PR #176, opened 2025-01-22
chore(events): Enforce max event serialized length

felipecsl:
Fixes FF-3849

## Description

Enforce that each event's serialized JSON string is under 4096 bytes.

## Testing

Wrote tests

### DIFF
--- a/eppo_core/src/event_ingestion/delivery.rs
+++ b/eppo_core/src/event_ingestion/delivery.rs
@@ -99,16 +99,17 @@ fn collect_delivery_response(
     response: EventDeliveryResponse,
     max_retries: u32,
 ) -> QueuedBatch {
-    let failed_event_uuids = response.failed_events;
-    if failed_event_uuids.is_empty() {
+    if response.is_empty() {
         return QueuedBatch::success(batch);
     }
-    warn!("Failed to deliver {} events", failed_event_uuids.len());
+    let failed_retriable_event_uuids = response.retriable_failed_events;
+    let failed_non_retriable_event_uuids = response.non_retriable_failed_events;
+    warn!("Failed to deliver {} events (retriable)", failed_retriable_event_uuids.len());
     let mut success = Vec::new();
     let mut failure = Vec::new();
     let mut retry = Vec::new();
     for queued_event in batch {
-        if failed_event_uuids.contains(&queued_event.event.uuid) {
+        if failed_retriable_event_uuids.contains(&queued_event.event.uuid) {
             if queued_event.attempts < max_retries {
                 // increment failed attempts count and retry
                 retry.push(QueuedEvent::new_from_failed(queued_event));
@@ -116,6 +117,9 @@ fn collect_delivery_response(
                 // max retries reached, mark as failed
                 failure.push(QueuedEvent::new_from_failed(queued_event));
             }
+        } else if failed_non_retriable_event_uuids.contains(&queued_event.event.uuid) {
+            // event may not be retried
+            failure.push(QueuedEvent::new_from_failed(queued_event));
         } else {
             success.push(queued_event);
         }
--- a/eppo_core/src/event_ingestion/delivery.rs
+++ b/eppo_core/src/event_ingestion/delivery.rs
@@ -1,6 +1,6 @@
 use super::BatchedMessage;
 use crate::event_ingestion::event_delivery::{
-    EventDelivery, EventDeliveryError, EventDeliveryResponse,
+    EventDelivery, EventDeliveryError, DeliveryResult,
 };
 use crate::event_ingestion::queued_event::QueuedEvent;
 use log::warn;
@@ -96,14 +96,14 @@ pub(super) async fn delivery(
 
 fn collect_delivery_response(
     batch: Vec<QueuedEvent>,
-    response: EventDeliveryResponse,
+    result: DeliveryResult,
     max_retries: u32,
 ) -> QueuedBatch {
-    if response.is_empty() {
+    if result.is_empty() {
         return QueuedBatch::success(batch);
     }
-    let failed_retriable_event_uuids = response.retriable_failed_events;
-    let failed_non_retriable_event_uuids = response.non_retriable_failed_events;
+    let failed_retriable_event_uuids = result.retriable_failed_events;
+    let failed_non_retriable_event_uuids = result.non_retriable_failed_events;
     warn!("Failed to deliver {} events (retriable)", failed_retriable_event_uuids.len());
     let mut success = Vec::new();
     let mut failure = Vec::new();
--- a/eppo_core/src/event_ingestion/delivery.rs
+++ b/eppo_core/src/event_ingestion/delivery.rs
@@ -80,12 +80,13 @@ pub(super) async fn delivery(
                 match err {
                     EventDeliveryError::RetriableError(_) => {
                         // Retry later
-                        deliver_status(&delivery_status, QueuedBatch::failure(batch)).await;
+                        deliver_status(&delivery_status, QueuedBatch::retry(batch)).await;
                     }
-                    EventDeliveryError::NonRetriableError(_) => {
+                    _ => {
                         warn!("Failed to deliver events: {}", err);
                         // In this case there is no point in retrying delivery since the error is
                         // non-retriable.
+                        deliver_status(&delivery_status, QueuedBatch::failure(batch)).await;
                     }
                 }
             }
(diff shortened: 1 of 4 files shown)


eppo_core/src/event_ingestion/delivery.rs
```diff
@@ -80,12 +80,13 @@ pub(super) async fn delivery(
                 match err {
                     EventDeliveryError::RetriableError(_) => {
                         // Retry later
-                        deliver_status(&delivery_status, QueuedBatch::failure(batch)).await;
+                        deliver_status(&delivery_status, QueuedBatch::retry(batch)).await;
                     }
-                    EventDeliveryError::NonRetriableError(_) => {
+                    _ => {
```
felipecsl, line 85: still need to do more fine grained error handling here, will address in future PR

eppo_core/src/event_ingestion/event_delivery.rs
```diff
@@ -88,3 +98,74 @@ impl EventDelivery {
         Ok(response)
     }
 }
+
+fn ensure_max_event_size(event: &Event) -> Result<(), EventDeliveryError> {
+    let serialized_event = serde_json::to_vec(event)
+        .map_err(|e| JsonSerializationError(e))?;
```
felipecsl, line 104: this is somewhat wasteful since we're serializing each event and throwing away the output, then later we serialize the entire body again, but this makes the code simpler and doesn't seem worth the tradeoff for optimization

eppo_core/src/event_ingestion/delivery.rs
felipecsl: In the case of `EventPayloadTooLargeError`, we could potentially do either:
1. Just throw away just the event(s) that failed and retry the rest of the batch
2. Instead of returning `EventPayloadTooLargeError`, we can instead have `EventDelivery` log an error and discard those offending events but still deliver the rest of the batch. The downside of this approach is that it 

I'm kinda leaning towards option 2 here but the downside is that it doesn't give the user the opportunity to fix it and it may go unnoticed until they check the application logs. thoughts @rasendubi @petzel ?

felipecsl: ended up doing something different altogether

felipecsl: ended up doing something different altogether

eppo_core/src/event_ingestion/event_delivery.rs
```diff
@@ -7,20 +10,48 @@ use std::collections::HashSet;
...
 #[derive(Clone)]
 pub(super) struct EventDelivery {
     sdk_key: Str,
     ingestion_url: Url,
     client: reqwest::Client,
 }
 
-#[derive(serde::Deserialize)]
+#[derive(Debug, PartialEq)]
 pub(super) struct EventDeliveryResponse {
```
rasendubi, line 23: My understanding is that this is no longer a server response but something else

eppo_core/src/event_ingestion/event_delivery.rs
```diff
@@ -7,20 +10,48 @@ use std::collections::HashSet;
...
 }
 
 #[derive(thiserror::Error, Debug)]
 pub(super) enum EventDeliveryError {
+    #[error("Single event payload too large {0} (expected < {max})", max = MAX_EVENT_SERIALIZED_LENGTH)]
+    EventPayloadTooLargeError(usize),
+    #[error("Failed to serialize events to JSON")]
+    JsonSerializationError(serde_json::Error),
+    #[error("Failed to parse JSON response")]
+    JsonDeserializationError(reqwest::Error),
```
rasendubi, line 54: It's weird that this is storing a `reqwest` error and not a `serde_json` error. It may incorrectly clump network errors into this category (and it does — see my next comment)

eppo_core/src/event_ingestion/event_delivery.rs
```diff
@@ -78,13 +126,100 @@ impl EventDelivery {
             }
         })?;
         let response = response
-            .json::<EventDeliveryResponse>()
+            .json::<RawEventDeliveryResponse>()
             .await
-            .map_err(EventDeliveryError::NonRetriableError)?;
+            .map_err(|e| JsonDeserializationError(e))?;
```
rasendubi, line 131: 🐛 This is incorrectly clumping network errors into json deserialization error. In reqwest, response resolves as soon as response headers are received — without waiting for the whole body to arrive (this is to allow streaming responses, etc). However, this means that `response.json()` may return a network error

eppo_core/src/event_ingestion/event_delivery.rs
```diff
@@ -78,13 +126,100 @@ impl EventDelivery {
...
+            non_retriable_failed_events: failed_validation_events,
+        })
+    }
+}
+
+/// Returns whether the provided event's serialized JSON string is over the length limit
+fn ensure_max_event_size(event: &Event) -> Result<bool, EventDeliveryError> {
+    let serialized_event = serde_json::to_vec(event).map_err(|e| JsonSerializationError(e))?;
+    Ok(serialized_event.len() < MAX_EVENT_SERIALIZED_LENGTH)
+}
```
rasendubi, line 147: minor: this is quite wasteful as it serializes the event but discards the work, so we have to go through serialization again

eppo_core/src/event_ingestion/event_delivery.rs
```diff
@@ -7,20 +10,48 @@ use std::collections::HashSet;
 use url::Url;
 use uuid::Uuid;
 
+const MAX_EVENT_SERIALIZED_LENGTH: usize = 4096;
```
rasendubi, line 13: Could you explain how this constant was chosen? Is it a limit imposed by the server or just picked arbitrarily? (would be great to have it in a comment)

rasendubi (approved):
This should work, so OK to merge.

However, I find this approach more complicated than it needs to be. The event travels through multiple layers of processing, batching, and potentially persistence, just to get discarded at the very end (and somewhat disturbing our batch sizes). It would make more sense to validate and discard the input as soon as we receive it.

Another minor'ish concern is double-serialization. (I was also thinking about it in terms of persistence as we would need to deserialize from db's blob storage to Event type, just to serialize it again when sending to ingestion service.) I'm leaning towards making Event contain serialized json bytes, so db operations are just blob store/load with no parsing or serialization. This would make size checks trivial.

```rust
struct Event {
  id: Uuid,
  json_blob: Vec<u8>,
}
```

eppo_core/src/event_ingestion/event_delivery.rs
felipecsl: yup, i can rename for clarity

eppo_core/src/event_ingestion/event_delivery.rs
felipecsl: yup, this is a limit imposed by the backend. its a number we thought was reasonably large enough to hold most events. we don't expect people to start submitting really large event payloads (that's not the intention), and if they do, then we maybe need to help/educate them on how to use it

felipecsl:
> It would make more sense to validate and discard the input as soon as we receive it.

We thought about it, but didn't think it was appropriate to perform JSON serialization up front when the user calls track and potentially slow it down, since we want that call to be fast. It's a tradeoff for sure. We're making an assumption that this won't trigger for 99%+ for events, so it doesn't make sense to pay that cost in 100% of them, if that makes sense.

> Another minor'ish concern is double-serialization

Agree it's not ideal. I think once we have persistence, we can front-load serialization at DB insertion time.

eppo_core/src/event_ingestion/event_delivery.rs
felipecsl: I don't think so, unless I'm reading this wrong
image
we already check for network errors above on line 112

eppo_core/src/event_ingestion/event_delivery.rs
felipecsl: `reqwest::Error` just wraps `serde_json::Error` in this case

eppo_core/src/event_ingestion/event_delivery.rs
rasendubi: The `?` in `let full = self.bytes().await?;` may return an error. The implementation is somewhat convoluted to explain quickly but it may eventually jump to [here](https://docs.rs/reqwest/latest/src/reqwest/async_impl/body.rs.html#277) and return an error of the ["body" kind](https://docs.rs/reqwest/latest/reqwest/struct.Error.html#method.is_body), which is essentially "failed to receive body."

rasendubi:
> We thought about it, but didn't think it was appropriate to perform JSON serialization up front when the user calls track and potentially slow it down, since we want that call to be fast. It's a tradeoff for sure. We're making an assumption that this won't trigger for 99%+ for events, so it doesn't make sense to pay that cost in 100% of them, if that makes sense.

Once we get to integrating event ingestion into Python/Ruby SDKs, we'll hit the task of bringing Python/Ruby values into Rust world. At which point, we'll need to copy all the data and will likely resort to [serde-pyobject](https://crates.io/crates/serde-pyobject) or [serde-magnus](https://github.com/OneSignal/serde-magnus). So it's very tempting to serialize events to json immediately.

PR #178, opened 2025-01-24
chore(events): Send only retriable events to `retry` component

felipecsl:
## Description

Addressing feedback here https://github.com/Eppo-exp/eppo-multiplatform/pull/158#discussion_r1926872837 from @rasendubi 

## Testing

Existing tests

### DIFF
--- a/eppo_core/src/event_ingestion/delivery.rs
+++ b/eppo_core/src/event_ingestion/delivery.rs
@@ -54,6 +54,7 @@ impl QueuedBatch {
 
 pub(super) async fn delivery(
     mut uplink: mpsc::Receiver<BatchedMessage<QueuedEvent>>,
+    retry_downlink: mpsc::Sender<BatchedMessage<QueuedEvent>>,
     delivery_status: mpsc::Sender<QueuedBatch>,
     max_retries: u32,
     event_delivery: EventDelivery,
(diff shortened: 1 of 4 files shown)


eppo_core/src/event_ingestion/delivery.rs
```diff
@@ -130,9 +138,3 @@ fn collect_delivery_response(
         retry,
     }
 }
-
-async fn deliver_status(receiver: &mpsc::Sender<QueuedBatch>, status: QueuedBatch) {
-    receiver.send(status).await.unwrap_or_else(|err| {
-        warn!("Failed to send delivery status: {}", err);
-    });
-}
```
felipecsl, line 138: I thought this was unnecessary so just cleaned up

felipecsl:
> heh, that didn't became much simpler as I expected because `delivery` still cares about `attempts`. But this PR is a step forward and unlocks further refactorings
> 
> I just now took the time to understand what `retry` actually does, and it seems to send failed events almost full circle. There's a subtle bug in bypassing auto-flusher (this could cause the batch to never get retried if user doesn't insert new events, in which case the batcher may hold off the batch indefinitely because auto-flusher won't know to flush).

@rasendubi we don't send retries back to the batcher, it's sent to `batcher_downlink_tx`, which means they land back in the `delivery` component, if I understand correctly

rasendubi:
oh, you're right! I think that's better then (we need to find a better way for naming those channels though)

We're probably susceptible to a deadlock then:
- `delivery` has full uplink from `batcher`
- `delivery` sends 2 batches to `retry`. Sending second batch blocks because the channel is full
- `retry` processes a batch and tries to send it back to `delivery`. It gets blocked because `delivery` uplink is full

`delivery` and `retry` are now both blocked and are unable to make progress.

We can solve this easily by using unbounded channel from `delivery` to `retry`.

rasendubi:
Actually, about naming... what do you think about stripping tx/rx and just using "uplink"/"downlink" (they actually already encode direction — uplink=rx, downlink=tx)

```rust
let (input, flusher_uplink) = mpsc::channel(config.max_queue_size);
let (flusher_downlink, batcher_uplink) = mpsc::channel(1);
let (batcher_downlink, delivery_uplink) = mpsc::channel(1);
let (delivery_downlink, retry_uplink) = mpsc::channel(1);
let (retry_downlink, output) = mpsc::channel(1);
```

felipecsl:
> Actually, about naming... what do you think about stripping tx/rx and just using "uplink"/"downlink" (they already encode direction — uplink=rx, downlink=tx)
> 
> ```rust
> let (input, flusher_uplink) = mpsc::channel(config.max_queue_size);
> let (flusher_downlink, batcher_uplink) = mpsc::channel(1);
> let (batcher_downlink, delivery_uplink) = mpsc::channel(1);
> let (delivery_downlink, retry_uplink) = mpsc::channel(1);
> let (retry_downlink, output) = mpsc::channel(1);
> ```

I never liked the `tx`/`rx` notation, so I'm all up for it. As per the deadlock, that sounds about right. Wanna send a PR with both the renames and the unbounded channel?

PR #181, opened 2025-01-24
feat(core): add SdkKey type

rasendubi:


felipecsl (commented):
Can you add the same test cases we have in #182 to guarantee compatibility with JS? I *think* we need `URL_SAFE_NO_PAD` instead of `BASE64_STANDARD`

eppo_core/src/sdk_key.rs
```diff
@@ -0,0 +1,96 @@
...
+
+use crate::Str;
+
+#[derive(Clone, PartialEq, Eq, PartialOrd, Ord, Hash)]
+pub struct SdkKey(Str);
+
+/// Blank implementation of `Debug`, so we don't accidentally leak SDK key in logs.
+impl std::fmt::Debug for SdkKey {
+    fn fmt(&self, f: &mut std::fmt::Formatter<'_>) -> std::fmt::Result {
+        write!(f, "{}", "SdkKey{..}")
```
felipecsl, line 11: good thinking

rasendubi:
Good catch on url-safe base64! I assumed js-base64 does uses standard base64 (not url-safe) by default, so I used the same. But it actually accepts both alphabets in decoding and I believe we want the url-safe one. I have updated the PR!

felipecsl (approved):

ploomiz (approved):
------------------------------------------------
TASK GOAL:
Pull out every line in the material above where "self" occurs.

EXERCISE RESPONSE:
rasendubi: The `?` in `let full = self.bytes().await?;` may return an error. The implementation is somewhat convoluted to explain quickly but it may eventually jump to [here](https://docs.rs/reqwest/latest/src/reqwest/async_impl/body.rs.html#277) and return an error of the ["body" kind](https://docs.rs/reqwest/latest/reqwest/struct.Error.html#method.is_body), which is essentially "failed to receive body."
+    fn fmt(&self, f: &mut std::fmt::Formatter<'_>) -> std::fmt::Result {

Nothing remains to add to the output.